Senator Kelley seconded Chairman Vallario's motion.
Judge McAuliffe interpreted the motion to mean that a three-judge sentence review panel may decrease or increase a mandatory minimum sentence. He questioned whether it would apply to all mandatory minimum sentences.
Chairman Vallario responded that it would.
Senator McCabe asserted that the Commission had just adopted a recommendation intended to describe the minimum sentence imposed and that he is not in favor of the bill.
Ms. McLendon stated that while she recognizes that there are abuses with mandatory minimum punishments, she feels that the bill undermines the current system.
Ms. Catterton pointed out the unintended consequences of mandatory minimum punishments. She noted that individuals who should go to trial sometimes plead guilty instead because of the possibility of a mandatory minimum punishment.
Judge Sonner asserted that as a prosecutor he would not apply a mandatory minimum punishment if he believed it to be unjust. However, if two other judges were willing to overturn a trial judge, it would afford a great deal more justice.
Mr. Harris spoke in favor of an escape valve for mandatory minimum punishments.
Mr. Gelb raised the question of court workload. How many such cases would be heard?
Judge Wright responded that he did not think it would be that many.
Judge Kaplan concurred with Judge Wright.
Judge McAuliffe stated a hearing would be required only if a sentence is changed.
Ms. Catterton noted that one reason there may be few appeals of mandatory minimum sentences is the possibility that the sentence could be increased.
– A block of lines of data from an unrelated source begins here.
PR #463, opened 2020-09-03
Raise errors if helpers/controller are called before render

jules2689:
As we only set view context during render, we cannot call into any view-context
objects like helpers or controllers.

Unfortunately the error is really obtuse, so this adds a proper exception to tell
the developer exactly what is going on

### DIFF
--- a/lib/view_component/base.rb
+++ b/lib/view_component/base.rb
@@ -116,7 +116,7 @@ module ViewComponent
 
     # Provides a proxy to access helper methods from the context of the current controller
     def helpers
-      raise ViewContextCalledBeforeRenderError, "`helpers` can only be called at render time." if controller.view_context.nil?
+      raise ViewContextCalledBeforeRenderError, "`helpers` can only be called at render time." if view_context.nil?
       @helpers ||= controller.view_context
     end
 
--- a/lib/view_component/base.rb
+++ b/lib/view_component/base.rb
@@ -75,7 +75,6 @@ module ViewComponent
       @content = view_context.capture(self, &block) if block_given?
 
       before_render
-      @render_in_called = true
 
       if render?
         send(self.class.call_method_name(@variant))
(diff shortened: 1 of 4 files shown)


lib/view_component/base.rb
```diff
@@ -108,11 +111,13 @@ def render(options = {}, args = {}, &block)
     end
 
     def controller
+      raise ViewContextCalledBeforeRenderError, "Cannot call `controller` from initialize. Must be called during render" unless @render_in_called
```
joelhawksley, line 114: Two things:

1) Do you think we could simplify this check to see if `view_context` is defined or not, instead of using `@render_in_called`? 
2) I wonder if we could be more specific with the error message:

```suggestion
      raise ViewContextCalledBeforeRenderError, "`controller` can only be called at render time.
```

joelhawksley (commented):
I like this change. Anything to make these cases easier to understand ❤️ 

Mind adding a CHANGELOG?

lib/view_component/base.rb
jules2689: > Do you think we could simplify this check to see if view_context is defined or not, instead of using @render_in_called?

I considered this approach, but the ivar seemed more direct instead of implicit. I'm cool either way, WDYT?

>  wonder if we could be more specific with the error message:

Totally!

jules2689:
@joelhawksley updated!

lib/view_component/base.rb
```diff
@@ -108,11 +110,13 @@ def render(options = {}, args = {}, &block)
     end
 
     def controller
+      raise ViewContextCalledBeforeRenderError, "`controller` can only be called at render time." if view_context.nil?
       @controller ||= view_context.controller
     end
 
     # Provides a proxy to access helper methods from the context of the current controller
     def helpers
+      raise ViewContextCalledBeforeRenderError, "`helpers` can only be called at render time." if view_context.nil?
```
joelhawksley, line 119:
```suggestion
      raise ViewContextCalledBeforeRenderError, "`helpers` can only be called at render time." if controller.view_context.nil?
```

lib/view_component/base.rb
```diff
@@ -108,11 +110,13 @@ def render(options = {}, args = {}, &block)
     end
 
     def controller
+      raise ViewContextCalledBeforeRenderError, "`controller` can only be called at render time." if view_context.nil?
       @controller ||= view_context.controller
     end
 
     # Provides a proxy to access helper methods from the context of the current controller
     def helpers
+      raise ViewContextCalledBeforeRenderError, "`helpers` can only be called at render time." if controller.view_context.nil?
```
joelhawksley, line 119:
```suggestion
      raise ViewContextCalledBeforeRenderError, "`helpers` can only be called at render time." if view_context.nil?
```

joelhawksley (approved):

Delegate Harkins asserted that mandatory minimum penalties have relevance. Mandatory minimum penalties are based in law for good reason - they serve as a deterrent. Allowing mandatory minimum penalties to be reduced sends the wrong message about the Commission. It represents a sharp break from existing law.
Judge McAuliffe responded that the motion is intended to provide an escape valve. The Commission would provide it to the legislature who would have to approve it.
Chairman Vallario explained the motions as follows: Does a three-judge sentence review panel think the outcome is so egregious that they would overturn it? It provides an opportunity for review.
Judge McAuliffe called a vote on the motion. The motion received 9 votes in favor and 4 votes in opposition.
Judge McAuliffe then called attention to the draft version of the Commission's final report. Commission members commented on draft sections of the report.
While reviewing the report, Senator Kelley requested the inclusion of a recommendation stating that the State of Maryland should provide technical assistance to insure that District courts have criminal history information available at the time of sentencing.
Judge McAuliffe suggested that the Commission recommend the following: District courts should work with the State's Attorneys to ensure that criminal history records are available, with state support.
The motion was seconded and approved unanimously.
Judge Chasanow suggested a motion to reduce the sentencing guidelines offender score by one point for offenders who admit their guilt and save the state the cost of trial.
Chairman Vallario suggested that the Commission make such a recommendation to a permanent commission.
Judge McAuliffe summarized the motion to read: The Commission recommends to a permanent commission that the offender score be reduced by one point for a guilty plea or an Alford plea.
The Commission passed the motion unanimously.
Judge McAuliffe summarized the Commission's recommendations with regard to correctional release practices. The Commission does not recommend the abolition of discretionary parole release. The Commission rejected imposing a time limit for judicial reconsideration. The Commission recommends that a permanent sentencing commission study the allocation of diminution credits (noting the issues raised in the letter by Secretary Simms).